43°30'52"N, 18°38'19"E

Foča

Miljevina, Karaman’s House

Karaman’s house in Miljevina near Foča is named after its prewar owner Nusret Karaman. The house had two floors and two entrances. The ground floor consisted of a living room, bathroom and kitchen, while the upper floor had three rooms. The house was not quite finished and not furnished. Many apartments and houses where women were imprisoned were used as brothels, ‘managed’ and logistically organised by groups of soldiers, mostly members of paramilitary formations.

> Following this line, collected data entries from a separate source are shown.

PR #462, opened 2026-03-31
fix: orphaned-edge compaction does not clean GRAPH_EDGES for quarantined entries (#458)

### LINKED ISSUE #458: bugfix: orphaned-edge compaction does not clean GRAPH_EDGES for quarantined entries
## Problem

The orphaned-edge compaction step in `run_single_tick` (`background.rs`) deletes `GRAPH_EDGES` rows only when the referenced `source_id` or `target_id` no longer exists in the `entries` table (fully deleted). Quarantined entries (status=3) remain in the `entries` table, so their edges are never cleaned up.

On every tick, `build_typed_relation_graph` builds an active-entries-only snapshot (status=0). When it encounters `GRAPH_EDGES` rows whose endpoints are quarantined, it logs:

```
WARN build_typed_relation_graph: source_id not in entries snapshot, skipping edge source_id=X target_id=Y relation_type=CoAccess
```

These warns fire every 15 minutes indefinitely for every quarantined entry that has graph edges. Currently 2,491 quarantined entries are generating this noise on every tick.

## Root Cause

The orphaned-edge compaction SQL filters on `NOT IN (SELECT id FROM entries)` — entries that don't exist at all. Quarantined entries DO exist in the table (status=3) so the condition is never true for them.

The prune pass (Step 0a of `run_maintenance`) already removes quarantined entries from VECTOR_MAP/HNSW. The orphaned-edge compaction should follow the same logic for GRAPH_EDGES.

## Fix

Extend the orphaned-edge compaction query to also delete edges where the source or target entry has status = Quarantined (3):

```sql
DELETE FROM graph_edges
WHERE source_id NOT IN (SELECT id FROM entries WHERE status != 3)
   OR target_id NOT IN (SELECT id FROM entries WHERE status != 3)
```

Or equivalently — delete edges where either endpoint is absent OR quarantined.

This is consistent with the existing prune pass behavior: quarantined entries are removed from all index structures (VECTOR_MAP, HNSW). GRAPH_EDGES should follow.

## Impact

- Warn flood suppressed: ~2,491 quarantined entries currently generating warns every tick
- GRAPH_EDGES table cleaned of dead weight
- No behavior change to active or deprecated entries

## Notes

- Deprecated entries (status=1) currently also generate warns if they have graph edges. Whether deprecated entries should retain their edges (they can be un-deprecated) is a design decision outside this bugfix. The immediate fix targets quarantined entries only, matching the prune pass behavior.
- Related: the `build_typed_relation_graph` warn itself is correct behavior — it is successfully skipping the invalid edges. This fix eliminates the source rather than suppressing the warning.

dug-21:
## Summary

- Extends orphaned-edge compaction SQL in `run_single_tick` to also delete `GRAPH_EDGES` rows where `source_id` or `target_id` references a quarantined entry (status=3)
- Eliminates WARN flood from `build_typed_relation_graph` (~2,491 quarantined entries generating noise every 15-minute tick)
- Consistent with the existing prune pass behaviour: quarantined entries are removed from VECTOR_MAP/HNSW; GRAPH_EDGES now follows the same rule

## Root Cause

SQL used `NOT IN (SELECT id FROM entries)` — matching only fully-deleted entries. Quarantined entries exist in the table so their edges survived indefinitely.

**Fix** — bound parameter form (matching prune pass convention):
```sql
DELETE FROM graph_edges
WHERE source_id NOT IN (SELECT id FROM entries WHERE status != ?1)
   OR target_id NOT IN (SELECT id FROM entries WHERE status != ?1)
```

## Test plan

- [ ] `test_background_tick_compaction_removes_quarantined_source_edges` — CoAccess + Supports edges with quarantined source deleted
- [ ] `test_background_tick_compaction_removes_quarantined_target_edges` — CoAccess + Supports edges with quarantined target deleted
- [ ] Full workspace test suite: 0 failures
- [ ] Integration smoke: 22 passed, 0 failed
- [ ] Integration lifecycle: 41 passed, 2 xfailed (pre-existing)
- [ ] Clippy: no new warnings from this change

Closes #458

### DIFF
--- a/product/features/bugfix-458/agents/bugfix-458-security-reviewer-report.md
+++ b/product/features/bugfix-458/agents/bugfix-458-security-reviewer-report.md
@@ -1,0 +1,71 @@
+# Security Review: bugfix-458-security-reviewer
+
+## Risk Level: low
+
+## Summary
+
+The diff contains a single-file SQL maintenance fix to `background.rs`. The change adds a `WHERE status != ?1` predicate to a parameterized DELETE and binds `Status::Quarantined as u8 as i64` — no user-controlled input reaches either the query or the parameter. No new dependencies, no unsafe code, no secrets. All OWASP concerns checked; none apply.
+
+## Findings
+
+### F-1: SQL Query Binding — Correct Pattern Confirmed
+- **Severity**: informational (no issue)
+- **Location**: `crates/unimatrix-server/src/background.rs:519–526`
+- **Description**: The new predicate `WHERE status != ?1` is a parameterized query. The bound value `Status::Quarantined as u8 as i64` is a compile-time constant derived from a `#[repr(u8)]` enum. No runtime user input participates in either the query string or the bound parameter. This is the established codebase pattern (consistent with `services/status.rs:1023`). Previous security review of bugfix-444 (Unimatrix #3766) established that bare integer literals in SQL status filters would be blocking; this fix uses the typed bind pattern correctly.
+- **Recommendation**: No action required.
+- **Blocking**: no
+
+### F-2: Test-Only `.expect()` in Test Helper
+- **Severity**: low (test code only)
+- **Location**: `crates/unimatrix-server/src/background.rs:2945`
+- **Description**: `run_graph_edges_compaction` uses `.expect("compaction DELETE must succeed")`, which panics on failure. This is existing behavior in the test helper, not introduced by this diff — the test helper existed before this PR. Test panics are acceptable and expected in unit tests; the production path at line 519–548 correctly uses `match` with a logged non-fatal error path.
+- **Recommendation**: No action required. Production error handling is correct.
+- **Blocking**: no
+
+### F-3: Test INSERT Uses Raw SQL With Full Column List
+- **Severity**: informational (test code only)
+- **Location**: `crates/unimatrix-server/src/background.rs:3107–3145, 3168–3205`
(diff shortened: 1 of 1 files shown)


dug-21 (commented):
## Security Review — bugfix-458

**Risk level: low. No blocking findings. Clear to merge.**

### Scope

Single file changed: `crates/unimatrix-server/src/background.rs`. Changes are: 2 production SQL lines, 4 test helper SQL lines + sync comment, 114 lines of new tests.

### OWASP Checks

| Concern | Verdict |
|---------|---------|
| SQL injection (A03) | No risk — parameterized query (`?1`); bound value is a compile-time enum constant, no external input |
| Broken access control (A01) | No risk — internal background maintenance tick, no trust boundary |
| Input validation (A03) | No risk — `Status::Quarantined as u8 as i64` is compile-time verified via `#[repr(u8)]` enum |
| Vulnerable components (A06) | No risk — no new dependencies |
| Deserialization (A08) | No risk — no deserialization in changed paths |
| Secrets | None found |

### SQL Binding Pattern

The fix uses `.bind(Status::Quarantined as u8 as i64)` — the established codebase standard confirmed in `services/status.rs:1023` and required per the convention established in bugfix-444 review. Previous security review (Unimatrix #3766) noted that bare integer literals in SQL status filters would be blocking; this fix uses the typed pattern correctly.

### Blast Radius

Worst case for a subtle regression: the DELETE removes too many edges, producing a thinner graph for one tick cycle. Not a panic, not data corruption — the tick error path is non-fatal (lines 539–547) and the typed graph rebuilds from live `entries` every tick.

### Regression Risk

Low. The predicate `status != 3` includes Active (0), Deprecated (1), and Proposed (2) — standard orphaned-edge deletion is preserved. Pre-existing test `test_background_tick_compacts_orphaned_graph_edges` continues to pass.

### Minor Observations (non-blocking)

- **F-3**: The two new test INSERTs use raw SQL with an explicit 23-column list. This is consistent with existing test patterns in the file and not a security issue. Future agents adding columns to `entries` should grep for raw INSERT helpers in tests (per Unimatrix lesson #3543).

---

Full report: `product/features/bugfix-458/agents/bugfix-458-security-reviewer-report.md`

This house was set up as a brothel in early August 1992 after Dragoljub Kunarac brought four women from the house on Osmana Áikica Street in Foča, house number 16, and handed them over to Pero Elez, commander of the Miljevina battalion. Its headquarters were in the hotel in Miljevina—very close to Karaman’s house. Mostly girls, but also women from the Partizan sports hall and from the elementary school in Kalinovik were imprisoned here. The girls and women held captive could be raped by any soldier allowed into the house.

The prisoners had no medical help. Fear, frustration, insomnia and hunger were an integral part of life in Karaman’s house. These women, too, had to do housework in addition to sexual exploitation—they cooked, cleaned and served Bosnian Serb soldiers.

The soldiers often told them that they would kill them when they were done with them because they knew too much.